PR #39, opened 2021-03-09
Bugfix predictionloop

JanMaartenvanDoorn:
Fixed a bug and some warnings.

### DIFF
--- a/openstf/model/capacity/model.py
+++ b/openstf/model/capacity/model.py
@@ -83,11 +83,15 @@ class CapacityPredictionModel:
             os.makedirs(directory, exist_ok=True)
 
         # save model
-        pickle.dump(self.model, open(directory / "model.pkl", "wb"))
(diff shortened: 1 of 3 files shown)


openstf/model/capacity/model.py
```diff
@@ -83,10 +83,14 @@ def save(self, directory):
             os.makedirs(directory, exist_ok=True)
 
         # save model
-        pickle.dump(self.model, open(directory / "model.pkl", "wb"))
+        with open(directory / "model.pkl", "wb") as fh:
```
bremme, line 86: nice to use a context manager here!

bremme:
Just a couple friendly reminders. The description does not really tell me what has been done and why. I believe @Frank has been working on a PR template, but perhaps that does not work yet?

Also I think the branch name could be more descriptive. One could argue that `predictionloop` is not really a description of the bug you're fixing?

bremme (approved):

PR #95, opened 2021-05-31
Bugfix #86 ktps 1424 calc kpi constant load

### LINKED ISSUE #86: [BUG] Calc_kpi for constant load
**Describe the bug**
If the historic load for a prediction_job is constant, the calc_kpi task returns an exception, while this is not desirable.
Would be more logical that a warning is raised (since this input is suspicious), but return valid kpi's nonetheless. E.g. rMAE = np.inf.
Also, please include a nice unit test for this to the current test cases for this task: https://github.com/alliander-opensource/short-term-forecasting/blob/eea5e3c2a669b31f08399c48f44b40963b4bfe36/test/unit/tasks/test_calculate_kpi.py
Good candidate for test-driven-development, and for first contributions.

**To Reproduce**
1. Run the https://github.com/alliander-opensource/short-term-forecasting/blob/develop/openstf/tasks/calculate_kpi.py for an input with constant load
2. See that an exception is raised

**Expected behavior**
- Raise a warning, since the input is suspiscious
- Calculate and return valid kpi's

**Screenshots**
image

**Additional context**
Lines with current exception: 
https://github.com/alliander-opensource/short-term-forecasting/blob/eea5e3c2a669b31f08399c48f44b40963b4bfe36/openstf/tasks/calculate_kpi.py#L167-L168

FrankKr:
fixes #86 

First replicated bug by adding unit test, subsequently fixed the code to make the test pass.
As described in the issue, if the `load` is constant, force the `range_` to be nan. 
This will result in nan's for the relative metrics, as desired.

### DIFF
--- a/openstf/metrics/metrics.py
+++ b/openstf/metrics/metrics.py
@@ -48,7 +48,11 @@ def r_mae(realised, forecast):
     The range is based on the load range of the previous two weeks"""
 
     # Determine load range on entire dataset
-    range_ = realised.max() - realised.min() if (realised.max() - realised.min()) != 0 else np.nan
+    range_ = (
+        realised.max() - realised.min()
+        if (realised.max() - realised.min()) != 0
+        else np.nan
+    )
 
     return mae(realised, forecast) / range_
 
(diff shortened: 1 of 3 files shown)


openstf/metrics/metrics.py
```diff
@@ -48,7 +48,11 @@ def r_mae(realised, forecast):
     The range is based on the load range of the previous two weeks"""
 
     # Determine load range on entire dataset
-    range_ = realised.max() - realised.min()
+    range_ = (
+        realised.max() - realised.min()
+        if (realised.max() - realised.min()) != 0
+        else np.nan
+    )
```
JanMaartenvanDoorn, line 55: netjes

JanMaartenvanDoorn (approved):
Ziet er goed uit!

------------------------------------------------------------------------

• _EXERCISE_: The material is to be written out again in full, with no word altered.

• _YOUR RESPONSE_:
PR #39, opened 2021-03-09
Bugfix predictionloop

JanMaartenvanDoorn:
Fixed a bug and some warnings.

### DIFF
--- a/openstf/model/capacity/model.py
+++ b/openstf/model/capacity/model.py
@@ -83,11 +83,15 @@ class CapacityPredictionModel:
             os.makedirs(directory, exist_ok=True)
 
         # save model
-        pickle.dump(self.model, open(directory / "model.pkl", "wb"))
(diff shortened: 1 of 3 files shown)


openstf/model/capacity/model.py
```diff
@@ -83,10 +83,14 @@ def save(self, directory):
             os.makedirs(directory, exist_ok=True)
 
         # save model
-        pickle.dump(self.model, open(directory / "model.pkl", "wb"))
+        with open(directory / "model.pkl", "wb") as fh:
```
bremme, line 86: nice to use a context manager here!

bremme:
Just a couple friendly reminders. The description does not really tell me what has been done and why. I believe @Frank has been working on a PR template, but perhaps that does not work yet?

Also I think the branch name could be more descriptive. One could argue that `predictionloop` is not really a description of the bug you're fixing?

bremme (approved):

PR #95, opened 2021-05-31
Bugfix #86 ktps 1424 calc kpi constant load

### LINKED ISSUE #86: [BUG] Calc_kpi for constant load
**Describe the bug**
If the historic load for a prediction_job is constant, the calc_kpi task returns an exception, while this is not desirable.
Would be more logical that a warning is raised (since this input is suspicious), but return valid kpi's nonetheless. E.g. rMAE = np.inf.
Also, please include a nice unit test for this to the current test cases for this task: https://github.com/alliander-opensource/short-term-forecasting/blob/eea5e3c2a669b31f08399c48f44b40963b4bfe36/test/unit/tasks/test_calculate_kpi.py
Good candidate for test-driven-development, and for first contributions.

**To Reproduce**
1. Run the https://github.com/alliander-opensource/short-term-forecasting/blob/develop/openstf/tasks/calculate_kpi.py for an input with constant load
2. See that an exception is raised

**Expected behavior**
- Raise a warning, since the input is suspiscious
- Calculate and return valid kpi's

**Screenshots**
image

**Additional context**
Lines with current exception: 
https://github.com/alliander-opensource/short-term-forecasting/blob/eea5e3c2a669b31f08399c48f44b40963b4bfe36/openstf/tasks/calculate_kpi.py#L167-L168

FrankKr:
fixes #86 

First replicated bug by adding unit test, subsequently fixed the code to make the test pass.
As described in the issue, if the `load` is constant, force the `range_` to be nan. 
This will result in nan's for the relative metrics, as desired.

### DIFF
--- a/openstf/metrics/metrics.py
+++ b/openstf/metrics/metrics.py
@@ -48,7 +48,11 @@ def r_mae(realised, forecast):
     The range is based on the load range of the previous two weeks"""
 
     # Determine load range on entire dataset
-    range_ = realised.max() - realised.min() if (realised.max() - realised.min()) != 0 else np.nan
+    range_ = (
+        realised.max() - realised.min()
+        if (realised.max() - realised.min()) != 0
+        else np.nan
+    )
 
     return mae(realised, forecast) / range_
 
(diff shortened: 1 of 3 files shown)


openstf/metrics/metrics.py
```diff
@@ -48,7 +48,11 @@ def r_mae(realised, forecast):
     The range is based on the load range of the previous two weeks"""
 
     # Determine load range on entire dataset
-    range_ = realised.max() - realised.min()
+    range_ = (
+        realised.max() - realised.min()
+        if (realised.max() - realised.min()) != 0
+        else np.nan
+    )
```
JanMaartenvanDoorn, line 55: netjes

JanMaartenvanDoorn (approved):
Ziet er goed uit!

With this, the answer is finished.